→ **WHAT IS REQUIRED**
Output the material exactly, keeping every line intact.

→ **DATASET EXCERPTS**
PR #14727, opened 2025-01-03
Run SHLVL tests sequentially

NotTheDr01ds:
# Description

Tests for #14707 are causing hangs which are preventing `toolkit test` from completing on some systems.  This appears to be due to the use of `-i` to force interactive mode, which is required in order to update the `SHLVL`.  Both tests are likely attempting to acquire the terminal at the same time, and one is hanging as a result.

This is a temporary fix which runs both of these tests sequentially.  It's temporary because we need to find a solution which doesn't use `-i`, since any other future `-it` test will cause the same situation again.

# User-Facing Changes

None - Tests only

# Tests + Formatting

# After Submitting

N/A

### DIFF
--- a/tests/shell/environment/env.rs
+++ b/tests/shell/environment/env.rs
@@ -232,20 +232,10 @@ fn std_log_env_vars_have_defaults() {
 
 #[test]
 fn env_shlvl() {
-    let actual = nu!("
+    let actual = nu!(r#"
         $env.SHLVL = 5
-        nu -i -c 'print $env.SHLVL'
-    ");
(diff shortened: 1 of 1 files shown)


fdncred:
Thanks for looking into this. I was thinking, while reading the discord conversation, that it would be good to have a paragraph before this test that explains the problem and what the fix was and/or perhaps a url to this fix. Otherwise, we may forget and someone else won't know about it and it'll be hard to figure out.

NotTheDr01ds:
@fdncred That's a good point - Thanks!.  This PR was a stopgap, but I just added the comment to the replacement #14732.

PR #14731, opened 2025-01-03
Use `Value::as_env_bool` in `into bool`

cptpiepmatz:
# Description

I realized that the `into bool` command somehow implements a conversion into a boolean value which was very similar to my implementation of `Value::as_env_bool`. To streamline that behavior a bit, I replaced most of the implementation of `into bool` with my `Value::as_env_bool` method.

Also I added a new flag called `--relaxed` which lets the command behave more closely to the `Value::as_env_bool` method as it allows null values and is more loose to strings. Which now begs the question, should I rename `Value::as_env_bool` just to `Value::coerce_bool` which would fit the `Value::coerce_str` method name?

# User-Facing Changes

The `into bool` command behaves the same but with `--relaxed` you can also throw a `null` or some more strings at it which makes it more ergonomic for env conversions.

# Tests + Formatting

I added some more tests to see that the strict handling works and added some more examples to the command to showcase the `--relaxed` flag which also gets tested.

# After Submitting

@Bahex mentioned in #14704 that it broke the zoxide script, this PR should help to fix the issue.

### DIFF
--- a/crates/nu-command/src/conversions/into/bool.rs
+++ b/crates/nu-command/src/conversions/into/bool.rs
@@ -1,4 +1,4 @@
-use nu_cmd_base::input_handler::{operate, CellPathOnlyArgs};
+use nu_cmd_base::input_handler::{operate, CmdArgument};
 use nu_engine::command_prelude::*;
 
 #[derive(Clone)]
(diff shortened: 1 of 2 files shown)


fdncred:
To me, this seems like it's more of a `coerce_bool` now.

cptpiepmatz:
> To me, this seems like it's more of a `coerce_bool` now.

@fdncred I updated that to `Value::coerce_bool`, the signature is now very similar to `Value::coerce_str`.

fdncred:
Thanks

→ **RESPONSE AREA**
PR #14727, opened 2025-01-03
Run SHLVL tests sequentially

NotTheDr01ds:
# Description

Tests for #14707 are causing hangs which are preventing `toolkit test` from completing on some systems.  This appears to be due to the use of `-i` to force interactive mode, which is required in order to update the `SHLVL`.  Both tests are likely attempting to acquire the terminal at the same time, and one is hanging as a result.

This is a temporary fix which runs both of these tests sequentially.  It's temporary because we need to find a solution which doesn't use `-i`, since any other future `-it` test will cause the same situation again.

# User-Facing Changes

None - Tests only

# Tests + Formatting

# After Submitting

N/A

### DIFF
--- a/tests/shell/environment/env.rs
+++ b/tests/shell/environment/env.rs
@@ -232,20 +232,10 @@ fn std_log_env_vars_have_defaults() {
 
 #[test]
 fn env_shlvl() {
-    let actual = nu!("
+    let actual = nu!(r#"
         $env.SHLVL = 5
-        nu -i -c 'print $env.SHLVL'
-    ");
(diff shortened: 1 of 1 files shown)


fdncred:
Thanks for looking into this. I was thinking, while reading the discord conversation, that it would be good to have a paragraph before this test that explains the problem and what the fix was and/or perhaps a url to this fix. Otherwise, we may forget and someone else won't know about it and it'll be hard to figure out.

NotTheDr01ds:
@fdncred That's a good point - Thanks!.  This PR was a stopgap, but I just added the comment to the replacement #14732.

PR #14731, opened 2025-01-03
Use `Value::as_env_bool` in `into bool`

cptpiepmatz:
# Description

I realized that the `into bool` command somehow implements a conversion into a boolean value which was very similar to my implementation of `Value::as_env_bool`. To streamline that behavior a bit, I replaced most of the implementation of `into bool` with my `Value::as_env_bool` method.

Also I added a new flag called `--relaxed` which lets the command behave more closely to the `Value::as_env_bool` method as it allows null values and is more loose to strings. Which now begs the question, should I rename `Value::as_env_bool` just to `Value::coerce_bool` which would fit the `Value::coerce_str` method name?

# User-Facing Changes

The `into bool` command behaves the same but with `--relaxed` you can also throw a `null` or some more strings at it which makes it more ergonomic for env conversions.

# Tests + Formatting

I added some more tests to see that the strict handling works and added some more examples to the command to showcase the `--relaxed` flag which also gets tested.

# After Submitting

@Bahex mentioned in #14704 that it broke the zoxide script, this PR should help to fix the issue.

### DIFF
--- a/crates/nu-command/src/conversions/into/bool.rs
+++ b/crates/nu-command/src/conversions/into/bool.rs
@@ -1,4 +1,4 @@
-use nu_cmd_base::input_handler::{operate, CellPathOnlyArgs};
+use nu_cmd_base::input_handler::{operate, CmdArgument};
 use nu_engine::command_prelude::*;
 
 #[derive(Clone)]
(diff shortened: 1 of 2 files shown)


fdncred:
To me, this seems like it's more of a `coerce_bool` now.

cptpiepmatz:
> To me, this seems like it's more of a `coerce_bool` now.

@fdncred I updated that to `Value::coerce_bool`, the signature is now very similar to `Value::coerce_str`.

fdncred:
Thanks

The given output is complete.